Pick every line out of the entries below that holds the string "terraform", and report them.

[Stored data]
□ □ □ □
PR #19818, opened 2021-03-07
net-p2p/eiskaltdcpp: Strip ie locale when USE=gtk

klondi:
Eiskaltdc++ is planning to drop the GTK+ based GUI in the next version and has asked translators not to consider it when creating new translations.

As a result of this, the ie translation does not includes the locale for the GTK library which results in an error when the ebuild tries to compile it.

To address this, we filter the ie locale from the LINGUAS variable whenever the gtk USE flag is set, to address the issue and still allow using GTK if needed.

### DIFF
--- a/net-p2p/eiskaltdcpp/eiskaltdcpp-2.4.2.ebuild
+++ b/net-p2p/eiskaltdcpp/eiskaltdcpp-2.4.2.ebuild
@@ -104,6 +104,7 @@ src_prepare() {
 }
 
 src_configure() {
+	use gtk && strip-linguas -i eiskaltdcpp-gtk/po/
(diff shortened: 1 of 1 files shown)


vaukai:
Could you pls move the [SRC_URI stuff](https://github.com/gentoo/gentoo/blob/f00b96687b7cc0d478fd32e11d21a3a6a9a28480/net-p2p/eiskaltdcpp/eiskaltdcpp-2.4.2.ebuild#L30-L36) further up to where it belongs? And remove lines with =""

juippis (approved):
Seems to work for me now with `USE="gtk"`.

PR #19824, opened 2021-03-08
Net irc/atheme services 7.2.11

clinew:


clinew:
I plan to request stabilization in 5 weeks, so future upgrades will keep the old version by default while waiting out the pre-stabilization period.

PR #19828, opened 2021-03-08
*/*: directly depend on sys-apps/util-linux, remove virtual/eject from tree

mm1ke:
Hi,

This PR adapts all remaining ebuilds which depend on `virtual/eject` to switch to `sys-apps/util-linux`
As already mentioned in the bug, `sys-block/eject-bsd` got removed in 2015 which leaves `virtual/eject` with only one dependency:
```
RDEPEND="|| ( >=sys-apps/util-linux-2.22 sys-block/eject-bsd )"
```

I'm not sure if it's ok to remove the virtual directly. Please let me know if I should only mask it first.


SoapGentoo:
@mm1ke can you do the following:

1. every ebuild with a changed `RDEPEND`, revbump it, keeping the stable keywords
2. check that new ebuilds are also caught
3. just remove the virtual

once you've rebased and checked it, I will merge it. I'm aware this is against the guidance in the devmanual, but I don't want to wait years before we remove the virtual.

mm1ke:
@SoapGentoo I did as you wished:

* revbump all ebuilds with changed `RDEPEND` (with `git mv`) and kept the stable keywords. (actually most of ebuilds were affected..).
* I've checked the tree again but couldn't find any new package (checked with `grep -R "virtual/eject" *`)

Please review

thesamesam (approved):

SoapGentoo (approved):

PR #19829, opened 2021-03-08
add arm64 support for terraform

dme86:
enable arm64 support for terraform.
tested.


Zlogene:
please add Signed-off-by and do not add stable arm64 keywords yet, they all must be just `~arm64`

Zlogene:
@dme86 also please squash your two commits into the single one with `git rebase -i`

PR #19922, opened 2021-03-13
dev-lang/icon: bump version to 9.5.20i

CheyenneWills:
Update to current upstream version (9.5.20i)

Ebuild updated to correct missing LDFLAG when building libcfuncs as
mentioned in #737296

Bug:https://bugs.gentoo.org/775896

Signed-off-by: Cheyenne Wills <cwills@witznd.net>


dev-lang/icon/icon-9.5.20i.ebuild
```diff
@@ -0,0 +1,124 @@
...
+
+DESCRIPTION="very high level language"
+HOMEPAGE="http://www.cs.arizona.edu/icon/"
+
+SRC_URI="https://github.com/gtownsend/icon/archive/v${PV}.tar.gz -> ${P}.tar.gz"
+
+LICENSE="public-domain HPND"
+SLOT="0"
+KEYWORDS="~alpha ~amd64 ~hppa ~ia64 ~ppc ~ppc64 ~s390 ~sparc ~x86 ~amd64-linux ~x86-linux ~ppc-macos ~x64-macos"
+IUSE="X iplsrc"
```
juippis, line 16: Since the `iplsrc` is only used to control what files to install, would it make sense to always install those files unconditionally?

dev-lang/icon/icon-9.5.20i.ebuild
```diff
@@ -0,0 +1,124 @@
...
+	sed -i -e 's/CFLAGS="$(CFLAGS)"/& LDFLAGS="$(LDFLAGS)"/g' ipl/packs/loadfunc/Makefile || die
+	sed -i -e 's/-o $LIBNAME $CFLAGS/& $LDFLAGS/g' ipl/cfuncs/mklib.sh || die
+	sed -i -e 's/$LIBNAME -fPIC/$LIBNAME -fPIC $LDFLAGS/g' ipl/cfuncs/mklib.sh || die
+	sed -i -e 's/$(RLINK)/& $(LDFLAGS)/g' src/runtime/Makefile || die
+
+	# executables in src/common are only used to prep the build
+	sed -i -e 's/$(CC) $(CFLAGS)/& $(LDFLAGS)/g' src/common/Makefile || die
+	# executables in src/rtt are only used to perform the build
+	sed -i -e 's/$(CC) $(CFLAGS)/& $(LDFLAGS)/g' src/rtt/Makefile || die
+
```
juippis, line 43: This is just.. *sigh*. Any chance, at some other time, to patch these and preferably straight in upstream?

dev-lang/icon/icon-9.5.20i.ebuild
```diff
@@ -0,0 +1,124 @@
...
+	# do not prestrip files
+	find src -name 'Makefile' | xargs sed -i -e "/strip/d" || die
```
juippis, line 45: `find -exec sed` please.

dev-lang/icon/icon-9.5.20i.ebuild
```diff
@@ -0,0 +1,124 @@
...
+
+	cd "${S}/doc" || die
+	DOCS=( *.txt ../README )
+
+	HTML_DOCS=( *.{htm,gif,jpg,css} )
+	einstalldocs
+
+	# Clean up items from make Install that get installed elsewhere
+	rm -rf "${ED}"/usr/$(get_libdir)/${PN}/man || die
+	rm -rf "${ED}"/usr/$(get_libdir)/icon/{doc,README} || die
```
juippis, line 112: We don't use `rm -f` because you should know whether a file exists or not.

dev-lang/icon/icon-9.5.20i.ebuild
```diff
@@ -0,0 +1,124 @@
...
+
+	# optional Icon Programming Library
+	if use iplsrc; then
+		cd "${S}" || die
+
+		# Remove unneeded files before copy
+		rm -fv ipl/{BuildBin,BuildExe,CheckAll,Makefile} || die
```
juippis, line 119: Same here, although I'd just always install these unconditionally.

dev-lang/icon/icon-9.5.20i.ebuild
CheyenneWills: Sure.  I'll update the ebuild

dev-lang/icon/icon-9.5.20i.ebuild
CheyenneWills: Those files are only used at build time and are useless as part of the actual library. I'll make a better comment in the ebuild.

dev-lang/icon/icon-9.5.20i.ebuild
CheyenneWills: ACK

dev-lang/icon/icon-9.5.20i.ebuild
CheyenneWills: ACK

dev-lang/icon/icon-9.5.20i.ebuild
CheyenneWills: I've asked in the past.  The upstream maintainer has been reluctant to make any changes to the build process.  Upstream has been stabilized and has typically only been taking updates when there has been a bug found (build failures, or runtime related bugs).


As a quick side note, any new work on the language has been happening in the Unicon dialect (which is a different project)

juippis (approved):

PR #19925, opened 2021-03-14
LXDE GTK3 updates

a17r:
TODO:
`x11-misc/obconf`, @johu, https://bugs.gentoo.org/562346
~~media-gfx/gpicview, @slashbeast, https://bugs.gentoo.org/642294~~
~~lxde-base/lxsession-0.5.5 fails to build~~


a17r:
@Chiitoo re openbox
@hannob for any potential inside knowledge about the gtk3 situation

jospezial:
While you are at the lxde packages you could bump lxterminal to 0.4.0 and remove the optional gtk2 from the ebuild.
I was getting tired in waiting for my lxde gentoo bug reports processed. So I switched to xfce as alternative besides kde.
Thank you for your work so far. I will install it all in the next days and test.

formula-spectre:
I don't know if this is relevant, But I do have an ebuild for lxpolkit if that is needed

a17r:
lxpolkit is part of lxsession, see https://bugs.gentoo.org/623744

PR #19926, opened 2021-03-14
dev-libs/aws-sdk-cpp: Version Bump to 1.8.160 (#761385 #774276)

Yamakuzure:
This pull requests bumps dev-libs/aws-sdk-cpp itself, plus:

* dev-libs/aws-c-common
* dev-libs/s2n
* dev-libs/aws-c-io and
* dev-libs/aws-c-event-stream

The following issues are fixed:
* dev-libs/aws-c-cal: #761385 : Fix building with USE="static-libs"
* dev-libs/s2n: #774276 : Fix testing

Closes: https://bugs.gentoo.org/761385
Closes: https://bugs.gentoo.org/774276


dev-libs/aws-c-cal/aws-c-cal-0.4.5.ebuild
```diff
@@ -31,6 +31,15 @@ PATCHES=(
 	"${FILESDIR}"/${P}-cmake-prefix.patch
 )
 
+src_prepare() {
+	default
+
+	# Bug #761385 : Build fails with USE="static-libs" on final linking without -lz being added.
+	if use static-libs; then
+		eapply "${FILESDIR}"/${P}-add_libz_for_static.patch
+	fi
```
□ □ □ □
## TASK RESPONSE
add arm64 support for terraform
enable arm64 support for terraform.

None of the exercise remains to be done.